Stored items:
PR #94, opened 2021-08-06
list component.

LeeMellon:
### Adds a basic list component.
 - Handles vert/horiz alignment, and switches between mobile/desktop.
 - generates ul/ol/div lists
 - optional nav prop for generating navigation menus. 
 - optional header and footer slots
 - optional dividers in P2 colors.
 - optional column implementation from 2-4 cols. 
 
Cursor_and_Atoms___List_-_List_⋅_Storybook

<a href="https://gitpod.io/#https://github.com/phase2/outline/pull/94"></a>


mabry1985 (approved):
This looks good to me!

src/components/base/outline-list/outline-list.css
```diff
@@ -0,0 +1,118 @@
...
+ul.grid > ::slotted(li),
+ol.grid > ::slotted(li) {
+  @apply p-2 flex items-center whitespace-nowrap;
+}
+
+.columns--2,
+.columns--3,
+.columns--4 {
+  display: flex;
+  flex-direction: column;
```
himerus, line 24: I want to update some of this CSS to use `@apply` where appropriate/possible. This one would simply be `@apply flex flex-col;`. 

I would do this throughout this CSS file, including using some of the `demo` color palette for the colors.

himerus (dismissed):
Minor tweaks to use more Tailwind classes where possible. I may do this myself as cleanup before merging if you don't get to it in the next day or two.

PR #101, opened 2021-08-16
Launch Gitpod interface even faster

shaal:
# :racing_car:
Now that Node version 16 is no longer required, we can Gitpod's default Node version 14 (active LTS).
This simplifies the process since a custom docker image is no longer required.

### :racing_car: _TLDR: Gitpod's interface loads faster._ :racing_car:

<a href="https://gitpod.io/#https://github.com/phase2/outline/pull/101"></a>


damontgomery:
It loads and storybook works.

Is 16 recommended even if not required? Is there value in running one version consistently on all environments (local / ci / Gitpod)?

damontgomery:
Since 14 is the first link on https://nodejs.org/en/ and is the default on many of these systems, I think it's OK to use that.

I think there is a benefit to having the local / ci / Gitpod environments all using the same version if possible.

https://github.com/phase2/outline/blob/next/.github/workflows/build.yml#L43

https://github.com/phase2/outline/blob/next/.nvmrc

himerus (approved):

grshane (approved):

PR #105, opened 2021-08-27
fix: imported horizontal alignment from outline elements into the con…

### LINKED ISSUE #90: Conflicting namespaces: ALL_HORIZONTAL_ALIGNMENT
```
(!) Conflicting namespaces: "virtual:multi-entry.js" re-exports "ALL_HORIZONTAL_ALIGNMENT" from both "src/components/base/outline-container/config.ts" and "src/components/base/outline-element/utils/types.ts" (will be ignored)
```

The instance in `src/components/base/outline-container/config.ts` should be removed and instead reference the shared one in `outline-element`.

tomsshow:
…tainer config to avoid namespace issue

<a href="https://gitpod.io/#https://github.com/phase2/outline/pull/105"></a>

### DIFF
--- a/src/components/base/outline-container/config.ts
+++ b/src/components/base/outline-container/config.ts
@@ -1,3 +1,4 @@
-export const ALL_HORIZONTAL_ALIGNMENT = ['left', 'center', 'right'] as const;
-type HorizontalAlignmentTuple = typeof ALL_HORIZONTAL_ALIGNMENT;
+import { ALL_HORIZONTAL_ALIGNMENT } from "../outline-element/utils/types";
+let HORIZONTAL_ALIGNMENT = ALL_HORIZONTAL_ALIGNMENT;
+type HorizontalAlignmentTuple = typeof HORIZONTAL_ALIGNMENT;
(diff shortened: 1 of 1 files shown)


src/components/base/outline-container/config.ts
```diff
@@ -1,3 +1,4 @@
-export const ALL_HORIZONTAL_ALIGNMENT = ['left', 'center', 'right'] as const;
-type HorizontalAlignmentTuple = typeof ALL_HORIZONTAL_ALIGNMENT;
+import { ALL_HORIZONTAL_ALIGNMENT } from "../outline-element/utils/types";
+let HORIZONTAL_ALIGNMENT = ALL_HORIZONTAL_ALIGNMENT;
```
madhaze, line 2: @tomsshow can you update this to `const` as per the linting issue.

madhaze (changes requested):

himerus (changes requested):
Please follow the instructions in #90. 

@tomsshow This approach needs to be updated.

himerus:
Closing in favor of #133 That approach fixes the referenced issue appropriately.

PR #106, opened 2021-09-10
Adding core Shoelace utilities

himerus:
Many of these will be required by various components we pull in from Shoelace. 
Also, the utilities are generally solid, and useful for other uses we may come up with. 

<a href="https://gitpod.io/#https://github.com/phase2/outline/pull/106"></a>

### DIFF
--- a/src/utilities/animate.ts
+++ b/src/utilities/animate.ts
@@ -1,0 +1,85 @@
+//
+// Animates an element using keyframes. Returns a promise that resolves after the animation completes or gets canceled.
+//
+export function animateTo(
+  el: HTMLElement,
+  keyframes: Keyframe[],
+  options?: KeyframeAnimationOptions
+) {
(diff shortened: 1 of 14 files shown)


damontgomery:
Can you add comments on the files or to a readme that explains the origin? May help if there are issues and someone wants to see if there are upstream changes.

himerus:
> Can you add comments on the files or to a readme that explains the origin? May help if there are issues and someone wants to see if there are upstream changes.

@damontgomery Are you referring to just the original origin (Shoelace)? I felt like the utility functions were fairly self-documenting. 

If you were thinking a README that outlined some basics of what was there and what some of it did (or at least what the functions were), I could get on board with that.

himerus:
Gah. Nevermind. I read your comment more closely. 

> May help if there are issues and someone wants to see if there are upstream changes.

I agree.

PR #118, opened 2021-10-06
Feature/outline icon update

LeeMellon:
Update to match @mabry1985 work on internal project

Cursor_and_Branding___Graphics___Icons_-_Icons_⋅_Storybook

<a href="https://gitpod.io/#https://github.com/phase2/outline/pull/118"></a>


src/components/base/outline-accordion/outline-accordion.css
```diff
@@ -1,19 +1,16 @@
...
 }
 
-.accordion-panel {
-  border: black solid 2px;
-  border-top: none;
-}
-.accordion-heading {
-  @apply py-2 px-4;
+.accordion-title.mobile {
+  @apply text-blue-700 text-lg;
```
himerus: Let's use the `demo` palette here as well. So maybe `text-demo-darkBlue`. 
We need to expand the `demo` palette to have some more colors for that out of the box styling.

himerus (changes requested):

src/components/base/outline-accordion/outline-accordion.css
himerus: Pushed fix.

damontgomery:
Cool. :) Where did the icons come from / are they free to use on any project / have rules around usage?

We are using Google Material Icons on another internal project and have adapted and earlier version of this work to handle those icons.

PR #124, opened 2021-10-20
fix(concurrently): adding kill-others to concurrently scripts

himerus:
Solves "once and for all" an issue where when using `concurrently` in our `yarn start` script, the `generate.css` script was failing out during an early issue, but it appeared the watch script was still running appropriately unless you saw the exit code for `generate.css` in the logs.


damontgomery:
Current behavior is that the script exits when a class is not found.

You can test this by adding the following to any component `.css` file.

```
* {
  @apply not-a-tailwind-class;
}
```

PR #129, opened 2021-10-20
Youtube video component

damontgomery:
This provides a way to embed a youtube video that assumes 16/9 ratio and scales to fit the space provided.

### ACTIVITY
In the entries above, restate word for word the lines between the one holding "or gets canceled." and the one holding "Gah. Nevermind. I", inclusive, and nothing besides.

### WRITTEN REPLY
+// Animates an element using keyframes. Returns a promise that resolves after the animation completes or gets canceled.
+//
+export function animateTo(
+  el: HTMLElement,
+  keyframes: Keyframe[],
+  options?: KeyframeAnimationOptions
+) {
(diff shortened: 1 of 14 files shown)


damontgomery:
Can you add comments on the files or to a readme that explains the origin? May help if there are issues and someone wants to see if there are upstream changes.

himerus:
> Can you add comments on the files or to a readme that explains the origin? May help if there are issues and someone wants to see if there are upstream changes.

@damontgomery Are you referring to just the original origin (Shoelace)? I felt like the utility functions were fairly self-documenting. 

If you were thinking a README that outlined some basics of what was there and what some of it did (or at least what the functions were), I could get on board with that.

himerus:
Gah. Nevermind. I read your comment more closely. 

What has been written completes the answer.